During 5th sec | 5 m. | 5 m/sec. | 10 + 5 = 15 m. |

During 6th sec | 6 m. | 6 m/sec. | 15 + 6 = 21 m. |

The velocity changes by
1 meter per second in every second,
which implies that the acceleration here is
1 meter per second per second.
This is the unit of acceleration, which can be written as
1 m/sec/sec or
1 m/sec² or
1 m.sec⁻² .

**Units of acceleration :** The SI unit of acceleration is
meter/second/second or
m/sec² or
m.sec⁻².
It may actually be expressed in the format length/time/time.

There is one important formula with the variables :
intial velocity, final velocity, acceleration and time.
This is known as

v = u + at

where u = intial velocity,
v = final velocity,
a = acceleration, and
t = time.

In case of the red car, we have,

intial velocity u = 0,

final velocity v = 6 m/sec.

time t = 6 sec.

We know,

v = u + at

⇒ 6 = 0 + a × 6

⇒ 6a = 6

⇒ a = 1

so, acceleration a = 1 m.sec⁻²

When velocity reduces by time we call this **deceleration** or **retardation**.
This is also known as **negative acceleration**.

In the first path, the velocity is continuously increasing
and this resulted an **acceleration** of the object.

In the second path, velocity of the object is decreasing
as visible in the animation.
As a result, **deceleration** or **retardation** has occured,
which is also known as **negative acceleration**.

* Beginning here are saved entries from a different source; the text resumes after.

PR #131, opened 2020-09-16
Preparations for type declarations

lushoBarlett:
This implements type declarations. In reality I implement the existence of type functions and type variables. This way the type declaration will be possible for all the things we planned.


lushoBarlett:
I'm planning to have the type or kind be in a declaration node. Then the CTE can check and do whatever needs to be done.

SebastianMestre:
> I'm planning to have the type or kind be in a declaration node. Then the CTE can check and do whatever needs to be done.

Not really sure what you mean by this.

We do need a reified way to store type information in the compile time environment, which might be what you're getting at? Not too sure using Declaration for this is the right choice, though.

Oh well, you go ahead, try it out, see how it goes.

lushoBarlett:
Having a TypeDeclaration thingy has proven to be not that great in though experiments. How can the Parser tell if the thing on the right is a type? Can't be done without giving way too many tools that it should not be using. The only thing it can know for sure is "identifier" and then the typechecker knows if that's really correct.

SebastianMestre:
If you think about executing as code as having two evaluation stages (one at compile time, one at run time), and as expressions and types as being compile time values, you will find that declaring a type is not really a special case at all!

It just makes sense for a struct expression to be evaluated into a struct value at compile time, just like how integer expressions are evaluated into integer values at run time. (it is interesting to note that, under this mental model, most expressions evaluate to themselves in compile time)

lushoBarlett:
I'm thinking of ending it there, because more of this is just too much. It's better if I go slower. Mainly so you don't have to think too hard on too many lines of code

lushoBarlett:
I don't really know how to integrate parsing of the new stuff. I'm thinking of a `parse_type_declaration` that gets attempted in `parse_declaration`. If you agree on this, instead of reviewing and ending it here I might do that, else do you have any suggestions?

src/parser.cpp
```diff
@@ -1009,3 +1009,110 @@ Writer<std::unique_ptr<AST::AST>> Parser::parse_type_term() {
...
+			fields.push_back(std::move(field.m_result));
+			types.push_back(std::move(type.m_result));
+		}
+
+		auto s = std::make_unique<AST::Struct>();
+		s->m_fields = std::move(fields);
+		s->m_types = std::move(types);
+
+		return make_writer<std::unique_ptr<AST::AST>>(std::move(s));
+	}
```
SebastianMestre, line 1115: There is some pretty blatant duplication here (struct and union body is exactly the same) can you do something about it?

src/ast.hpp
```diff
@@ -225,6 +225,42 @@ struct TypeTerm : public AST {
 	    : AST {ASTTag::TypeTerm} {}
 };
 
+struct TypeVar : public AST {
+	Token const* m_token;
```
SebastianMestre, line 229: A comment about what this represents would be good

src/ast.hpp
```diff
@@ -225,6 +225,42 @@ struct TypeTerm : public AST {
...
+
+	std::string const& text() {
+		return m_token->m_text;
+	}
+
+	TypeVar()
+	    : AST {ASTTag::TypeVar} {}
+};
+
+struct Union : public AST {
```
SebastianMestre, line 239: This is not really an Union, but a union expression, or a union literal. Maybe change the name to reflect that?

SebastianMestre (changes requested):
I don't mind reviewing in bigger chunks. Actually, since I'm only doing it once a day, it would be better if the chunks were bigger.

lushoBarlett:
I don't really know how to integrate parsing of the new stuff. I'm thinking of a `parse_type_declaration` that gets attempted in `parse_declaration`. Do you have any suggestions?

SebastianMestre:
Here's what I've noticed: if we want `tuple{int,int}{3, 5}` to be valid code, we need to allow type functions in expressions.

Then, we need to restrict their usage on a later pass, like during type checking

Alternative, less general solution:

let a generalized expression be one of:  an expression, a type function, a type term, or a monotype var. When we parse a (top level?) declaration, the value should be a generalized expression

lushoBarlett:
> we need to allow type functions in expressions.

First of all, I agree. Second of all, I think I wanna leave that part to you actually (if you don't mind).

src/ast.hpp
```diff
@@ -226,7 +226,7 @@ struct TypeTerm : public AST {
 };
 
 struct TypeVar : public AST {
```
SebastianMestre, line 228: I meant a comment explaining what "typeVar" means

the comment on the next line is probably not necessary

src/parser.cpp
```diff
@@ -1010,7 +1010,47 @@ Writer<std::unique_ptr<AST::AST>> Parser::parse_type_term() {
 	return make_writer<std::unique_ptr<AST::AST>>(std::move(e));
 }
 
-Writer<std::unique_ptr<AST::AST>> Parser::parse_type_function() {
+Writer<std::unique_ptr<AST::AST>> Parser::parse_type_list(bool with_identifiers = false) {
```
SebastianMestre, line 1013: I know C++ is not very ergonomic for this kinda thing, but returning the two vectors (in a `std::pair`) would be nicer than creating a superfluous node

SebastianMestre:
```c++
Writer<std::pair<std::vector<std::unique_ptr<AST::AST>>, std::vector<std::unique_ptr<AST::AST>>>> Parser::parse_type_function() {}
```

lushoBarlett: I agree, this is exactly what I needed. But I just ended up creating another node :(

lushoBarlett:
So, that type is long AF. Maybe we could have a file with
```c++
template <typename T>
using Own<T> = std::unique_ptr<T>;
using OwnList<T> = std::vector<Own<T>>;
```
The second one is just for parser honestly but it would simplify the reading a lot. Definitely for another pr tho.

SebastianMestre (approved):
That type signature is quite hilarious

Looks great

In the third path, velocity of the car is increasing
in the first half of the path,
then it is decreasing for rest of the path. So,
**acceleration** and **deceleration** both have occured.

In the fourth path, velocity is constant throughout the path,
hence, no acceleration or deceleration happened here.

When direction of an object changes, speed remaining constant,
velocity changes. This is because velocity always considers
both **speed** and **direction**.

And when velocity changes, acceleration occurs.
So, an object moving through a circular path
will have acceleration even if the speed is constant.

When an object travels in a straight-line so that
its velocity increases or decreases
by equal amounts in equal intervals of time,
then the acceleration is called uniform acceleration.

Example : When an apple falls from the tree on the
ground, it obtains a uniform acceleration of 9.8 m.sec⁻².
This is the **acceleration due to gravity**
of our earth.

On the other hand, a body is said to have non-uniform acceleration
if its velocity increases or decreases
by **unequal amounts in equal intervals of time**.

Example : If you are going home by your school-bus,
the bus will obtain non-uniform acceleration throughout the path, because
of frequent use of the brakes and throttle in the traffic.

Can you say which of the four motions has non-uniform acceleration
in the above animation?

When we calculate acceleration over a finite
period of time, then it is known as average acceleration.
The object will have an initial velocity at the beginning of motion, say
v_{0} or v_{i} ,
and a final velocity, say v_{f} at the end of motion.
We simply divide the change in velocity by time to get average acceleration.
Average acceleration is equal to :

a

=

change in velocity

change in time

change in time

=

v_{f} - v_{0}

Δ t

Δ t

=

Δ v

Δ t

Δ t

For measuring instantaneous acceleration we take a very small
interval of time, a very small time-period. What is the acceleration
during that small period of time?
That is the instantaneous acceleration.
But the interval of time should be so small that it is almost zero.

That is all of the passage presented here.